UNICEF Bhutan/2015/Dhital

Legden Jurmi (assis) est le plus jeune des 36 moines ordonnés du monastère Pagar de Chhukha. Il a 5 ans.

“Je tente une question : « Comment t’appelles-tu ? »

« Legden Jurmi. »

« D’où viens-tu ? »

« Haa. »

« Quel âge as-tu ? »

« Cinq ans. »

« Ça te plaît d’être ici ? »

« Oui ! »

J’essaie de lui poser une question qui l’encourage à se livrer un peu plus.

« Ta maison et tes parents ne te manquent pas ? »

« Non », marmonne-t-il avant de s’enfuir vers le dortoir.

UNICEF Bhutan/2015/Dhital

Au monastère de Pagar, la journée débute à cinq heures du matin. Cette photo a été prise durant la première pause après les cours du matin ; c’est le moment où les moines regagnent le dortoir pour faire leur lit.

Un foyer pour des enfants sans refuge

Le monastère compte 36 jeunes moines ordonnés, qui sont sous la supervision attentive de quatre maîtres. En l’absence de foyers d’accueil, les centres monastiques comme celui-ci servent souvent de refuge aux orphelins et aux plus démunis. Ici, au monastère de Pagar, la plupart des enfants, dont certains viennent de zones rurales très retirées, ont été amenés par leurs parents, non seulement pour qu’ils aient la possibilité de recevoir une éducation religieuse, mais aussi un enseignement scolaire plus poussé. Quelques-uns d’entre eux sont venus de leur propre gré, pour échapper aux corvées quotidiennes et au manque de perspectives de leur lieu d’origine.

Kinga Thinley, âgé de 15 ans, a abandonné l’école à Khasadrapchu et est arrivé ici en janvier 2015, après que ses parents ont divorcé et que sa mère s’est remariée à un autre homme. Pourtant, même si ces enfants trouvent un certain répit au sein du monastère, la vie est dure.

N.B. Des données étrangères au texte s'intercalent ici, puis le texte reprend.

PR #115, opened 2020-04-26
Add shared e2e.sh script

mkolesnik:
Seems this script (the basic part to run the tests) is pretty much the
same across projects, hence adding a shared version that acknowledges
cluster_settings to generate the correct test contexts.

Also changed the CI config to run the e2e, and use the proper make
variables.


scripts/shared/e2e.sh
```diff
@@ -0,0 +1,69 @@
...
+DEFINE_string 'cluster_settings' '' "Settings file to customize cluster deployments"
+DEFINE_string 'focus' '.*' 'Ginkgo focus for the E2E tests'
+FLAGS "$@" || exit $?
+eval set -- "${FLAGS_ARGV}"
+
+focus="${FLAGS_focus}"
+cluster_settings="${FLAGS_cluster_settings}"
+
+set -o pipefail 
+set -em
```
dfarrell07, line 15: Is there some reason I'm missing to do this `set` in two lines?

```suggestion
set -em -o pipefail
```

mkolesnik: Thanks i was thinking about it at some point but forgot to merge em, i've added the commit to the PR :)

.travis.yml
```diff
@@ -11,9 +11,9 @@ git:
 jobs:
   include:
   - env: CMD="make validate"
-  - env: CMD="make deploy deploytool=helm globalnet=true"
-  - env: CMD="make deploy deploytool=operator" DEPLOY=true
-  - env: CMD="make deploy cable_driver=wireguard"
+  - env: CMD="make deploy" CLUSTERS_ARGS="--globalnet true" DEPLOY_ARGS="--globalnet true --deploytool helm"
+  - env: CMD="make deploy" DEPLOY_ARGS="--cable_driver wireguard"
+  - env: CMD="make e2e" DEPLOY=true
```
skitt, line 16: This should really be a separate commit, but I don’t mind either way.

mkolesnik: Yeah you're right if you want i can break it out

skitt: Overall I think it would be better split out, if only to make it clearer when looking back at the history (why did we add `DEPLOY_ARGS` to Travis? no this doesn’t have anything to do with sharing e2e...).

scripts/shared/e2e.sh
```diff
@@ -0,0 +1,68 @@
...
+
+cat << EOM
+Your 3 virtual clusters are deployed and working properly with your local submariner source code, and can be accessed with:
+
+export KUBECONFIG=\$(echo \$(git rev-parse --show-toplevel)/output/kubeconfigs/kind-config-cluster{1..3} | sed 's/ /:/g')
+
+$ kubectl config use-context cluster1 # or cluster2, cluster3..
+
+To clean evertyhing up, just run: make cleanup
+EOM
```
tpantelis, line 68: I'm not sure of the general usefulness of having this in shipyard. It seems this would only be useful for submariner. Lighthouse has to do additional core-dns setup in its _e2e.sh_.  Admiral and shipyard tests (in progress) don't deploy submariner.  Perhaps it would be better to make more utility functions, eg `test_with_e2e_tests`. I already added utility to print the clusters message.

mkolesnik: Actually lighthouse runs E2E tests so it makes sense to have this shared. The additional setup will be done in an intermediary step.
As for Admiral and shipyard, we'll have to see exactly what we run in e2e, but at least in shipyard we do deploy to test the deployment itself is working so it's not like we're going to remove it. In Admiral I see that you are adding some deployment capability. For that I suggest we can use cluster_settings to skip deployments on certain clusters as it's already possible, instead of running your own deployment procedure. Alternatively you can define your own `deploy` target there and still use the E2E code here.

If we need to make adjustments we can always tweak what we need of course, but we should make the typical use case shared IMHO and not just some functions which are scattered.

.travis.yml
mkolesnik: OK broke it out to PR #117

scripts/shared/e2e.sh
```diff
@@ -0,0 +1,68 @@
...
+        fi
+    done
+}
+
+function test_with_e2e_tests {
+    cd ${DAPPER_SOURCE}/test/e2e
+
+    go test -v -args -ginkgo.v -ginkgo.randomizeAllSpecs \
+        -submariner-namespace $SUBM_NS $(generate_context_flags) \
+        -ginkgo.noColor -ginkgo.reportPassed \
```
tpantelis, line 47: Personally I prefer the color output - I don't know why we started using `-ginkgo.noColor` but I'd like to remove it.

.travis.yml
dfarrell07: Yeah I was confused by that too, thanks.

scripts/shared/e2e.sh
mkolesnik: OK removed it

mkolesnik:
Had to force push due to conflicts with the master, only thing that was changed was removal of `-gonkgo.noColor` flag

scripts/shared/e2e.sh
```diff
@@ -0,0 +1,68 @@
...
+source "${SCRIPTS_DIR}/lib/cluster_settings"
+[[ -z "${cluster_settings}" ]] || source ${cluster_settings}
+
+### Functions ###
+
+function deploy_env_once() {
+    if with_context cluster3 kubectl wait --for=condition=Ready pods -l app=submariner-engine -n "${SUBM_NS}" --timeout=3s > /dev/null 2>&1; then
+        echo "Submariner already deployed, skipping deployment..."
+        return
+    fi
```
tpantelis, line 29: Why is this necessary since the `e2e` make target depends/should depend on the `deploy` target?  Also this assumes that submariner is actually deployed by the project invoking it (admiral does not).

scripts/shared/e2e.sh
```diff
@@ -0,0 +1,68 @@
...
+
+    make deploy
+}
+
+function generate_context_flags() {
+    for cluster in "${!cluster_subm[@]}"; do
+        if [[ "${cluster_subm[$cluster]}" = "true" ]]; then
+            printf " -dp-context $cluster"
+        fi
+    done
```
tpantelis, line 39: I don't think this will generally work as expected for all use cases. First `cluster_subm` iteration order is random - submariner, eg,  expects a specific  order: `cluster2 cluster3 cluster1`.  Perhaps we can utilize the ordering of the `clusters` array being introduced by https://github.com/submariner-io/shipyard/pull/113. Second, I don't think we can assume that if `cluster_subm$cluster]` is false then the cluster shouldn't be passed in.

scripts/shared/e2e.sh
mkolesnik: Yeah it will mostly be true.. It was part of the "lazy deploy" change on submariner https://github.com/submariner-io/submariner/pull/512

However I can add a flag to toggle this, if that makes sense let me know and I'll add one

scripts/shared/e2e.sh
mkolesnik: Yeah if it makes sense I don't mind passing all the clusters.
However I thought it is expecting only ones that have subm deployed?

As for the order I'm not quite sure why that matters to the e2e tests, shouldn't they work with any order? If we need specific cluster to identify a specific condition (eg gateway failover) then we should probably have an extra flag?

I could change this to receive the clusters order as parameters instead of trying to guess it, in which case the caller would be responsible (and would know it for sure since he's defining the deployment anyhow).

WDYT?

BTW it seems that associative arrays (such as the one used) have consistent order (but not easily predictable)

scripts/shared/e2e.sh
mkolesnik: After reviewing the scripts at https://github.com/submariner-io/admiral/pull/49 it seems indeed admiral can benefit from this change (well if we make sure it doesn't try to find subm :)) and just employ it's own `deploy` target.

scripts/shared/e2e.sh
tpantelis: But why have this here at all? How does it differ from or is better than a make target dependency?

scripts/shared/e2e.sh
tpantelis: They're passed in a particular order so the code can distinguish them as they may be used for a certain purpose or the code may assume a certain configuration. For submariner, `ClusterC` in the code is used specifically for the add cluster test which assumes no gateway is configured. Lighthouse passes the 3 clusters in numeric order, not sure what assumptions it makes.

I think it's reasonable to use the ordering of the new `clusters` array as the order they will be passed to the test code. So submariner would specify `clusters=(cluster2, cluster3, cluster1)`. Of course then we'll have reconcile positional assumptions in the deploy scripts, eg where it uses `${clusters[1]}` and `${clusters[2]}` for the connectivity test. I assume this is b/c "cluster1" doesn't have submariner running. Actually I'm not clear why we even run the connectivity test on deploy as the E2E tests do that anyway. It seems the scripts should just install/ deploy the clusters and components and let E2E handle the testing. Removing it would certainly simplify the generic scripting.

scripts/shared/e2e.sh
mkolesnik: This was already discussed on https://github.com/submariner-io/submariner/pull/488 (which you approved) and superseded by https://github.com/submariner-io/submariner/pull/510 (which was itself superseded by https://github.com/submariner-io/submariner/pull/512).

The gist is: if it's a `make` dependency, then running `make e2e` would cause a whole chain of actions (compile, docker image, clusters) to occur even if you only intend to run only the e2e tests since you only changed the files there.
Hence this seemed like a nice way to avoid a hard dependency of `e2e` on `deploy` and allow the requested behavior of running just the e2e tests.

I can leave this code solely in submariner, but I think most projects could benefit from it.

If we have `e2e` depend on `delpoy` in the Makefile, it'll be very hard not to rerun `deploy` each time you run `make e2e` since the `deploy` target itself isnt a real file so make can't know if it should or shouldn't re run it.

Hence I proposed this can be toggle-able via a flag to this script.

scripts/shared/e2e.sh
mkolesnik: I think the safest is to receive them in the arguments then each project can define it's own order (since they define their own potential cluster settings so they know best what order to send).

scripts/shared/e2e.sh
mangelajo: Yeah, we need to optimize that make e2e so the workflow of developing a new e2e test is not a PITA for the developer, or involves logging into the dapper shell to run the e2e tests manually or other kind of setup.

Also having a common "e2e" that will let you re-run your e2e tests in a simple way is better because we can have a single development document then.

I see it's not ideal. May be there's a more appropriate name than "lazy" ? :)

scripts/shared/e2e.sh
mangelajo: I agree argument would make sense. Otherwise we need to handle the logic of which one is configured as cluster etc...

e2e_cluster_contexts=(cluster2, cluster3, cluster1)  ? 

something like that

scripts/shared/e2e.sh
```diff
@@ -0,0 +1,78 @@
...
+
+### Main ###
+
+declare_kubeconfig
+
+deploy_env_once
+test_with_e2e_tests
+
+cat << EOM
+Your 3 virtual clusters are deployed and working properly with your local source code, and can be accessed with:
```
mangelajo, line 71: I'd move this to a function we can also call at the end of deploy. (It'd be useful for the "quickstart on kind" guide).

scripts/shared/e2e.sh
mangelajo: Let's try to converge into a single set of e2e scripts, if we need to readjust later... we can figure out.

scripts/shared/e2e.sh
tpantelis: Done by https://github.com/submariner-io/shipyard/pull/113.

PR #116, opened 2020-04-27
Fix double slash in SCRIPTS_DIR file paths

dfarrell07:
The SHIPYARD_DIR variable was defined with a trailing slash to make
Docker copy the directory into the base image correctly, but when
SHIPYARD_DIR was used to build SCRIPTS_DIR this resulted in an extra
slash. Move the slash to the Docker command that requires it, keeping
the var trailing-slash-free as per norms elsewhere in the codebase.


tpantelis:
I noticed this too 😄

dfarrell07:
> Don't know how much of a bug this is, perhaps a slight nuisance :)

Very true lol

Leur journée débute à cinq heures du matin, avant le commencement des cours, et se déroule selon un emploi du temps très strict. C’est seulement à l’heure des repas que les enfants font une pause, attendue avec grande impatience, en particulier après le déjeuner, car c’est à ce moment-là qu’ils peuvent pratiquer leur sport favori : le football.

Après la partie, ils se dirigent vers les nouveaux robinets d’eau récemment installés pour se débarbouiller avant de reprendre les cours ou d’effectuer les tâches qui leur ont été assignées.

Mais les choses n’ont pas toujours été aussi faciles. Jusqu’au début de 2015, les petits novices devaient se rendre jusqu’à un ruisseau éloigné, en aval du monastère, pour se laver ou prendre un bain, ramener de l’eau pour faire la cuisine et nettoyer leurs vêtements.

Les robinets d’eau ont été récemment installés dans le cadre du programme Religion and Health de la Commission Dratshang Lhentshog (Commission des Affaires monastiques), qui a bénéficié d’un financement de l’UNICEF. Aujourd’hui, le monastère bénéficie d’un canal de 8 km reliant une source à un réservoir, et d’un approvisionnement constant en eau courante. Et parce qu’ici les hivers peuvent être rudes, le programme Religion and Health de la Commission Dratshang Lhentshog a doté le monastère de deux chauffe-eau, avec le soutien financier de l’UNICEF.

UNICEF Bhutan/2015/Dhital

Après le déjeuner, les jeunes moines ont du temps libre pour pratiquer leur sport préféré : le football.

Un gain de temps et de meilleures conditions d’hygiène

Depuis l’installation des robinets, beaucoup de choses ont changé :

« Avant, nous devions porter tout notre linge sale et notre vaisselle jusqu’au ruisseau », explique Kinley Dorji, originaire de Wangduephodrang. « Et comme nous devions faire notre toilette devant tout le monde, un grand nombre d’entre nous ne se lavait vraiment que toutes les trois semaines. Aujourd’hui, nous nous lavons toutes les semaines et nettoyons nos vêtements. »

Pourtant, malgré l’installation des robinets, les jeunes moines sont fréquemment atteints d’affections cutanées, comme l’un d’entre eux qui souffre actuellement d’une irritation du cuir chevelu. C’est pour cette raison que l’UNICEF prévoit d’intensifier sa collaboration avec le programme Religion and Health de la Commission Dratshang Lhentshog, pour lancer bientôt une campagne de plaidoyer et d’éducation sur l’Eau, l’assainissement et l’hygiène (EAH/WASH) dans les monastères du pays.

Mais pour le moment, Kinga Thinley, qui a déjà appris à l’école comment se laver correctement les mains, rassemble tous les moines pour les mener au ruisseau. Là, il leur montre comment se laver correctement les mains, et chacun d’entre eux suit son exemple.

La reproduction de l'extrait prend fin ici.